Saturday, August 19, 2006

Kamandi: The Last Boy on Earth #29

Kamandi: The Last Boy on Earth #29, May 1975, National Periodical Publications
writer and penciller: Jack Kirby
inker and letterer: D. Bruce Berry

Let's talk the end of the world. A cheerful topic, no?

Still on the work retreat, but I had a half hour to read and review Kamandi, yet another Kirby classic. Like The Mighty Samson, Kamandi is stranded in a post-apocalyptic world of ruin, apparently run by tribes of intelligent apes. In this issue, Kamandi and his friend Ben Boxer encounter an ape clan dedicated to the memory of "the Mighty One," a hero from yesteryear that demonstrated great feats of strength and selflessness . . . oh, and that wore an "S" on his chest. The desperate believers dub Boxer their super man's reincarnated successor, and Kamandi encourages his friend to endure their tests to preserve the Mighty One's memory. Forced to dodge bullets and move a mighty boulder, dubbed the "daily planet," Boxer almost succeeds, until the threatened cult's leader reveals a certain super suit under their encampment and tries to claim the title once and for all.
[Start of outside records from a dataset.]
PR #280, opened 2019-08-20
Feature/bitcoin der signature

alekece:
Feature related to https://ledgerhq.atlassian.net/browse/LLC-247


core/idl/wallet/bitcoin/bitcoin_like_wallet.djinni
```diff
@@ -112,6 +112,12 @@ BitcoinLikeBlock = interface +c {
     getTime(): date;
 }
 
+BitcoinLikeSignature = record {
```
phaazon: Even though those fields make sense for DER / ECDSA, it’s a bit cryptic here when reading the IDL documentation. Can you provide some documentation for this type and its fields?

core/src/wallet/bitcoin/api_impl/BitcoinLikeTransactionApi.cpp
```diff
@@ -268,6 +268,54 @@ namespace ledger {
...
+                writer.writeByteArray(signatures[i].s);
+                writer.writeByte(0x01); // SIGHASH byte
+                _inputs[i]->setP2PKHSigScript(writer.toByteArray());
+                
+            }
+        }
+
+        void BitcoinLikeTransactionApi::setDERSignatures(const std::vector<std::vector<uint8_t>> & signatures) {
+            if (signatures.size() != _inputs.size()) {
+                throw make_exception(api::ErrorCode::ILLEGAL_ARGUMENT, "DER signature length differs to current input length");
```
phaazon: s/to/from

phaazon: Also, I’m not a huge fan of exceptions. An exception means weak-typed error handling and hence, there’s no way to quickly see whether a function will “handle errors.” In the case of Live / Vault, it means an Internal Error instead of explicitly handling the returned error — plus, cross-language exception handling is rarely something easy 😛

core/src/wallet/bitcoin/api_impl/BitcoinLikeTransactionApi.h
```diff
@@ -109,7 +111,10 @@ namespace ledger {
             std::vector<uint8_t> serializeOutputs() override;
 
             int32_t getVersion() override;
+            
+            void setSignatures(const std::vector<api::BitcoinLikeSignature> & signatures) override;
```
phaazon: Please provide documentation about what that function does. Especially, given the current implementation, is it idempotent?

core/src/wallet/bitcoin/api_impl/BitcoinLikeTransactionApi.h
```diff
@@ -109,7 +111,10 @@ namespace ledger {
...
 
+            void setDERSignatures(const std::vector<std::vector<uint8_t>> & signatures) override;
```
phaazon: Ditto.

alekece: Comments are present in generated code - Should I report them into class implementation ?

core/idl/wallet/bitcoin/bitcoin_like_wallet.djinni
phaazon: Thank you!

core/src/wallet/bitcoin/api_impl/BitcoinLikeTransactionApi.h
phaazon: Ah, no. My mistake.

core/src/wallet/bitcoin/api_impl/BitcoinLikeTransactionApi.cpp
alekece: Look better with specific error code ?

core/src/wallet/bitcoin/api_impl/BitcoinLikeTransactionApi.cpp
```diff
@@ -268,6 +268,61 @@ namespace ledger {
...
+            }
+            for (std::size_t i = 0; i < signatures.size(); ++i) {
+                if (_inputs[i]->getScriptSig().size() > 0) {
+                    return api::BitcoinLikeSignatureState::ALREADY_SIGNED;
+                }
+                BytesWriter writer;
+                //Var bytes Signature (prefix length)
+                //Get length of VarInt representing length of R
+                BytesWriter rLength;
+                rLength.writeVarInt(signatures[i].r.size());
```
teams2ua: Why do you use `writeVarInt`? In spec it should be just one byte, so the `writeByte` should be more appropriate.

alekece: My bad, this is something I missed from the BIP.

core/src/wallet/bitcoin/api_impl/BitcoinLikeTransactionApi.cpp
```diff
@@ -280,29 +280,29 @@ namespace ledger {
                 //Var bytes Signature (prefix length)
                 //Get length of VarInt representing length of R
                 BytesWriter rLength;
-                rLength.writeVarInt(signatures[i].r.size());
+                rLength.writeByte(signatures[i].r.size());
                 //Get length of VarInt representing length of R
                 BytesWriter sLength;
```
teams2ua: Now, as you know the size of length + size of data, you don't need this additional `BytesWriter`, the same applies for `sAndRLength`

core/src/wallet/bitcoin/networks.hpp
```diff
@@ -45,6 +45,15 @@ namespace ledger {
     namespace core {
 
         namespace networks {
+
+            enum sigHashType : uint8_t {
+                SIGHASH_ALL = 1,
+                SIGHASH_NONE = 2,
+                SIGHASH_SINGLE = 3,
+                SIGHASH_FORKID = 0x40,
```
phaazon: Can you change the way we write those literals? Mixing decimals with hexadecimals is _wat_.

PR #281, opened 2019-08-20
Add the Services object.

phaazon:
That object has the same scope as one scope of the current
WalletPool: share objects between coins without duplicating them. It
allows us to rapidly iterate on integrating coins without having to rely
on the Wallet / Account structures, which are highly convoluted.


phaazon:
I will change the name from `Meta` to `Services` according to a slack conversation with @teams2ua.

phaazon:
@teams2ua done!

phaazon:
I’m merging this because it’s just linked to a PoC right now, and since we’re two working on it, we need to be able to synchronize.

After a struggle, Kamandi vanquishes the power-hungry ape, and as victors, he and Boxer demand that the suit remain preserved until its true owner emerges from exile. In the end, the legend lives.
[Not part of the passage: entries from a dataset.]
PR #516, opened 2020-03-09
Fix ssl not being properly imported whith BUILD_TESTS=ON and no SYS_OPENSSL=OFF.

phaazon:

### DIFF
--- a/ledger-core/CMakeLists.txt
+++ b/ledger-core/CMakeLists.txt
@@ -130,7 +130,7 @@ if(NOT SYS_OPENSSL)
         FRAMEWORK     DESTINATION lib/ledger-core
     )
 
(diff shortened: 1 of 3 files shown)


ledger-core/CMakeLists.txt
```diff
@@ -130,7 +130,7 @@ if(NOT SYS_OPENSSL)
         FRAMEWORK     DESTINATION lib/ledger-core
     )
 
-    if (SSL_SUPPORT)
+    if (SSL_SUPPORT OR BUILD_TESTS)
```
alekece: We need ssl library for our tests ?

phaazon: Yes, for HTTPS requests.

PR #518, opened 2020-03-10
Fix Http client with JSON SAX parser in case of error

pollastri-pierre:
- Apply changed made on HttpClient.cpp to HttpClient.hpp


core/src/net/HttpClient.hpp
```diff
@@ -73,7 +73,8 @@ namespace ledger {
             template <typename Success, typename Failure, typename Handler>
             Future<Either<Failure, std::shared_ptr<Success>>> json(Handler handler) const {
                 return operator()().recover(_context, [] (const Exception& exception) {
-                    if (exception.getErrorCode() == api::ErrorCode::HTTP_ERROR && exception.getUserData().nonEmpty()) {
+                    if (HttpRequest::isHttpError(exception.getErrorCode()) &&
```
phaazon: Nice catch.

PR #522, opened 2020-03-12
Bitcoin: add method to get addresses from range

KhalilBellakrid:
This is related to : https://ledgerhq.atlassian.net/browse/BACK-527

Like the allusions in Superman Returns, Kirby uses this narrative to boast about Superman's legacy in comics and pop culture. As a story, it's an enthralling homage and allegory, and perhaps the first of its kind. I enjoyed it, and with Back to the Future II playing on TBS in the background, I truly felt the effects of a hopeless future. The lesson: our need for heroes, especially in our darkest hour, often makes us heroes, as well -- perhaps even the heroes we longed for in the first place. It's no wonder I'm on a leadership retreat.

That's the joy and anomalous nature of this A Comic A Day challenge. Much of the material I read will be perceived through the context of my day, and how many comics can offer an insight into the big scheme of real life. Okay. Back to work.